**WHAT IS EXPECTED:**
Hunt through the lines below for the string "upgraded" and copy each one that has it.

**RECORDS PROVIDED:**

PR #166, opened 2022-01-25
Add UserSetEmailMutation

hugotiburtino:


hugotiburtino:
At the test it would be good to check if the email was indeed updated, but it would demand a lot of work now. Let me put it in my TODO list and move on.

server/tests/user.rs
```diff
@@ -126,3 +126,22 @@ mod user_set_description_mutation {
...
+        let user_id = create_new_test_user(&mut transaction).await.unwrap();
+
+        let mutation_response = Message::new(
+            "UserSetEmailMutation",
+            json!({ "userId": user_id, "email": "user@example.com".to_string() }),
+        )
+        .execute_on(&mut transaction)
+        .await;
+
+        assert_ok(mutation_response, json!({ "success": true })).await;
```
kulla, line 145: Please add a check that the the mail was changed properly (via sqlx query)

kulla (changes requested):

kulla (approved):

PR #169, opened 2022-01-27
Upgrade Node to version 16

hugotiburtino:


hugotiburtino:
Needs resolution of problem with node-gyp (see Pacts / test at Actions.)

kulla:
> Needs resolution of problem with node-gyp (see Pacts / test at Actions.)

In this PR `yarn.lock` got deleted. Maybe not intended... :smile:

hugotiburtino:
> In this PR yarn.lock got deleted. Maybe not intended... 😄
😁 I've chosen the strategy to refresh it entirely with `yarn install`.

Anyways, I reinserted the old `yarn.lock` and it was still not working.
I installed nodegit (that uses node-gyp) as a dependecy, upgraded the lock file, and removed nodegit, and although it works now locally it doesn't in Actions.

There is an old issue about nodegit and node 16. https://github.com/nodegit/nodegit/issues/1840

kulla:
Okay, I see. We need to go through the dependencies anyway and update them... Maybe we can replace `nodegit`?!

hugotiburtino:
> Okay, I see. We need to go through the dependencies anyway and update them... Maybe we can replace nodegit?!

It is not our direct dependency, but a dependency from a dependency. Fortunately, one can find it only at inyono/changelog and Jonas has already released the version 0.4.0 of it, which does not use nodegit.  I've upgraded it and it works now.

kulla (approved):

PR #170, opened 2022-01-31
Add EntityAddRevisionMutation

hugotiburtino:


server/src/subscription/model.rs
```diff
@@ -170,9 +170,25 @@ impl Subscription {
...
+        .0
+        .into_iter()
+        .find(|subscription| subscription.user_id == user_id);
+    Ok(subscription)
+}
+
 #[cfg(test)]
 mod tests {
-    use super::{Subscription, Subscriptions};
+    use super::{fetch_subscription_by_user_and_object, Subscription, Subscriptions};
```
inyono, line 191: Shouldn't it be possible to make `mod tests` public and import from that, instead? The disadvantage from your proposed change is that `fetch_subscription_by_user_and_object` is part of the production code.

server/src/uuid/model/entity/mod.rs
```diff
@@ -405,6 +407,128 @@ impl Entity {
...
+        executor: E,
+    ) -> Result<Uuid, EntityAddRevisionError>
+    where
+        E: Executor<'a>,
+    {
+        let mut transaction = executor.begin().await?;
+
+        if let Err(..) = Entity::fetch_via_transaction(payload.entity_id, &mut transaction).await {
+            return Err(EntityAddRevisionError::EntityNotFound);
+        }
```
inyono, line 422: That looks dangerous. The `UuidError` returned via `fetch_via_transaction` covers a couple of cases that don't necessarily mean that the entity does not exists, see https://github.com/serlo/serlo.org-database-layer/blob/main/server/src/uuid/model/uuid.rs#L42.

We should be specific here and correctly pass on other errors like `DatabaseError` so that the API does not wrongly tell the user that the entity does not exist.

inyono (changes requested):

server/src/uuid/model/entity/mod.rs
hugotiburtino: Fair enough.
I've mapped to two possible errors in the 306f7d9, altough `DatabaseError` is maybe to broad (that is, by the way, the error that comes in test, namely 'Cannot add or update a child row: a foreign key constraint fail').
I'm not sure anymore if we need an specific `EntityAddRevisionError::EntityNotFound`, or if we just make a `Entity::fetch_via_transaction` and throw the error up.

server/src/subscription/model.rs
hugotiburtino: Good point. 
Since I've used it in another test, it is better to do as you say. 
Done in cae0f5b

hugotiburtino:
@inyono before I go on writing the remaining tests I would like to get your feedback again, in order to maybe avoid having to refactor the tests.

server/src/uuid/model/entity/mod.rs
inyono: It should be enough to handle `UuidError::NotFound` since `Entity::fetch_via_transaction` should already catch the relevant database errors :)

server/src/uuid/model/entity/mod.rs
```diff
@@ -484,18 +485,81 @@ impl Entity {
...
+                HashMap::from([("content".to_string(), payload.input.content.unwrap())])
+            }
+            EntityRevisionType::Video => HashMap::from([
+                ("content".to_string(), payload.input.content.unwrap()),
+                (
+                    "description".to_string(),
+                    payload.input.description.unwrap(),
+                ),
+                ("title".to_string(), payload.input.title.unwrap()),
+            ]),
```
inyono, line 552: I'd move that part into api.serlo.org and just pass an object `fields` to the database layer. If you want, you could write some short validation code that checks whether the given `fields` contain all relevant data required for the specific entity. But even that you could skip, IMHO, since api.serlo.org has the validation via GraphQL.

server/src/uuid/model/entity/mod.rs
hugotiburtino: alright, done in 463ad8a.
Thanks for your feedback

server/src/uuid/model/entity/mod.rs
hugotiburtino: copy that.
Done in 90bb326 and in https://github.com/serlo/api.serlo.org/pull/525/commits/699e6e7b06fe0664020d447e30af3515b101c28f.
Please check if that implementation is what you suggested

server/src/uuid/model/entity/messages.rs
```diff
@@ -33,6 +37,68 @@ impl MessageResponder for EntityMessage {
...
+                Entity::add_revision(payload, transaction).await
+            }
+        };
+
+        match entity_revision {
+            Ok(_) => HttpResponse::Ok()
+                .content_type("application/json; charset=utf-8")
+                .json(EntityRevisionData {
+                    success: true,
+                    reason: None,
```
hugotiburtino, line 77: @inyono What do you think of returning the `id` of the revision? Could that be somehow useful? At any rate, would make testing a little bit easier

server/src/uuid/model/entity/mod.rs
hugotiburtino: At the end of the day, since 90bb326 we are not using EntityRevisionType. Should I remove it from payload?

hugotiburtino: I'm seeing now the disadvantage that the way I've implemented some fields are send in the mutation with a name, but retrieved with another (for example, CourseRevision sends a 'description' but its content it is fetched in a UuidQuery as 'content'; VideoRevision is sends a 'content', but in the UuidQuery it is a 'url').
I can try to improve that in a follow up PR.

inyono (approved):
LGTM

server/src/uuid/model/entity/messages.rs
hugotiburtino: Good. I'll make it in another PR then.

**ANSWER BOX:**
I installed nodegit (that uses node-gyp) as a dependecy, upgraded the lock file, and removed nodegit, and although it works now locally it doesn't in Actions.
It is not our direct dependency, but a dependency from a dependency. Fortunately, one can find it only at inyono/changelog and Jonas has already released the version 0.4.0 of it, which does not use nodegit.  I've upgraded it and it works now.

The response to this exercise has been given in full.